Path-finding algorithm for a game

Question

I have this assigment in university where I'm given the code of a C++ game involving pathfinding. The pathfinding is made using a wave function and the assigment requires me to make a certain change to the way pathfinding works.

The assigment requires the pathfinding to always choose the path farthest away from any object other than clear space. Like shown here:

And here's the result I've gotten so far:

Below I've posted the part of the Update function concerning pathfinding as I'm pretty sure that's where I'll have to make a change.

for (int y = 0, o = 0; y < LEVEL_HEIGHT; y++) {
    for (int x = 0; x < LEVEL_WIDTH; x++, o++) {
        int nCost = !bricks[o].type;
        if (nCost) {
            for (int j = 0; j < 4; j++)
            {
                int dx = s_directions[j][0], dy = s_directions[j][1];
                if ((y == 0 && dy < 0)
                    || (y == LEVEL_HEIGHT - 1 && dy > 0)
                    || (x == 0 && dx < 0)
                    || (x == LEVEL_WIDTH - 1 && dx > 0)
                    || bricks[o + dy * LEVEL_WIDTH + dx].type)
                {
                    nCost = 2;
                    break;
                }
            }
        }
        pfWayCost[o] = (float)nCost;
    }
}

Also here is the Wave function if needed for further clarity on the problem.

I'd be very grateful for any ideas on how to proceed, since I've been struggling with this for quite some time now.

Answer 1

Your problem can be reduced to a problem known as minimum-bottle-neck-spanning-tree .
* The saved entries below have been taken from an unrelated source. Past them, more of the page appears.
PR #209, opened 2018-05-30
Add drone

patrickjahns:
# Motivation

Use drone in our CI pipeline -> streamline automated testing

### DIFF
--- a/.drone.yml
+++ b/.drone.yml
@@ -1,0 +1,78 @@
+workspace:
+  base: /var/www/owncloud
+  path: apps/guests
+
+branches: [master, release*, release/*]
+
+pipeline:
+  install-server:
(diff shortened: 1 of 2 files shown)


.drone.yml
```diff
@@ -0,0 +1,84 @@
+workspace:
+  base: /var/www/owncloud
+  path: apps/guests
```
PVince81: at some point I guess you could use a variable name for app names for better file reusability ?

patrickjahns: yaml allows for anchors - would need to dig deeper if something like you mentioned is possible. But as usual - using these things makes it less "human readable" and sometimes copy+pasta is more readable than the most fancy constructs we can think of. sometimes the DRY principle is over exercised ;-)

PR #186, opened 2018-01-17
Add karma for JS tests

PVince81:
@DeepDiver1975 can you check travis.yml ? I have the feeling there is some kind of conflict between using env variables in the included matrix vs what is at the top of the file.

PR #210, opened 2018-05-30
Add karma for JS tests (in drone)

patrickjahns:
bootstrapping javascript test inside drone 

REF: https://github.com/owncloud/guests/pull/186


PVince81:
ok, so the test failure is because some of the code is already running complex logic in `$(document).ready()` instead of being triggered by tests. I'll restructure this to avoid triggering logic outside of tests.

PVince81:
@patrickjahns I had to modify the original source code to not boot the app. Moved the trigger for booting to "app.js" which isn't included in the code that the tests load.

To confirm the app still works I manually tested the following:
- [x] TEST: settings page still can load and save settings (whitelist) (for guests.js)
- [x] TEST: navigation entry is still hidden when not in whitelist (tested with activity app not whitelisted) (for navigation.js)
- [x] TEST: ability to share with guest, the "(guest)" entry appears in the autocomplete (for guestshare.js)

@patrickjahns anything else to add from your side ? The one dummy JS test pass now with Drone.

patrickjahns:
👍  - LGTM - we can squash (if wanted) and merge - or direct merge

note: i've not boostrapped karam for travis - will deprecate travis over the next days for `GUESTS`

PVince81:
:+1: for drone commit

For the reduction do the following:

1. calculate the costs for every point/cell in space as the minimal distance to an object.
2. make a graph were edges correspond to the points in the space and the weights of the edges are the costs calculated in the prior step. The vertices of the graph corresponds to the boundaries between cell.

For one dimensional space with 4 cells with costs 10, 20, 3, 5:

|10|20|3|5|

the graph would look like:

 A--(w=10)--B--(w=20)--C--(w=3)--D--(w=5)--E

With nodes AE corresponding to the boundaries of the cells.

3. run for example the Prim's algorithm to find the MST. You are looking for the direct way from the entry point (in the example above A) to the exit point (E) in the resulting tree.